Beyond the curtain, the Ghrzk had told Hobart, is life everlasting. Without the putrefaction of the flesh. Like many stupid humans who think they can avoid the laws of the universe, Hobart handed himself over to the Ghrzk, expecting an eternity of sex, drugs, alcohol, and endless food. All without consequence, of course.

Eat to your heart’s desire! the Ghrzk had breathed warmly into Rosencranz’s dying brain inside the enormous hulk of his decaying body. He had many years prior removed all the interior doors in the house and expanded the doorways to accommodate his every increasing bulk. His younger sister Edith could wheel him out onto the patio through a set of very large, very elegant double doors, but he otherwise did not leave the house.

After his death, the family either had to cut a hole in the house somewhere to remove his dead carcass, or to remove him in pieces. Without hesitation, Edith had chosen the latter, and had him cremated as well—though that had been expressly against his wishes. He had been promised eternal life, in the body. Edith had ruined it all.

He had also been opposed to her turning his party palace into an asylum, but she had not cared a twit for that either. And he could not very well stop her, not being able to get out of bed in those later years. 

Edith had other plans for the house, too.

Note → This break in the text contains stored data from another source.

PR #1112, opened 2015-11-07
Use maximum money value from network parameters

rnicoll:
Enables support for altcoins with different maximum money values.

### DIFF
--- a/core/src/main/java/org/bitcoinj/core/Coin.java
+++ b/core/src/main/java/org/bitcoinj/core/Coin.java
@@ -83,15 +83,30 @@ public final class Coin implements Monetary, Comparable<Coin>, Serializable {
      */
     public final long value;
 
-    private Coin(final long satoshis) {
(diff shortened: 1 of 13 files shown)


schildbach:
That's a pretty hefty change just for getting rid of the MAX_COINS direct access in Coin.

I'm not sure why I put the range change into Coin at all. Coin is meant to be chain agnostic. The only thing it should be concerned about is not to overflow its own calculations. I'm pretty sure errors like trying to send more coins than MAX_COINS are caught in the higher layers of Bitcoin (-:

So what do you think about removing the check entirely? That should get rid of almost all your changes, no?

rnicoll:
Sounds good, will replace with a simpler patch later this week

schildbach:
I just opened PR https://github.com/bitcoinj/bitcoinj/pull/1130. Can you check if that solves your problem with Coin?

rnicoll:
Sorry, completely forgot about this! #1130  good, thanks.

PR #1113, opened 2015-11-08
Wallet-Tool: New action to modify the creation time of wallets.

schildbach:
This PR makes DeterministicSeed.creationTimeSeconds mutable. Since the creation time can be recovered by a full scan of the block chain, I don't consider this a risk.


rnicoll:
Not entirely sure of the use-case, but don't see any real risk either, or if there's real concern could have separate actual creation time and effective creation times stored as separate fields perhaps?

mikehearn:
LGTM, agree that the use case is unspecified though.

schildbach:
The usecase is repairing wallets that were accidently created with a clock in the future. Yes, it happens in real-life )-:  I'll add a comment before merging.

Unwed mothers—whose wealthy families would be willing to pay scandalous fortunes to keep their daughter’s indiscretions secret. Doubling dealing was part of Edith’s business plan: There were somewhat fewer wealthy couples unable to conceive a child of their own. Rosencranz had a service for that: a forged birth certificate showing them as the true and biological parents. While the shamed mother was told her baby was dead.

It was a boon for Hobart. He could not have made the deal with the Ghrzk without suppling it with new souls.

Fortunately for Charlotte, Edith had hired a Patua’ cook to prepare the meals for the residents of Rosencranz—which in the later years were the very old in varying stages of dementia, but without physical ailments that required extensive health care intervention. Their souls had also fled their bodies, so were of no interest to the Ghrzk

Except for Charlotte. She was still in her body. That is why Great Aunt Lizzie had wrapped her in the Graying….where no one, especially the Ghrzk, could ever find her. Charlotte would be safe and hidden—until someone awakened her. Which might never happen in this life, but just in case.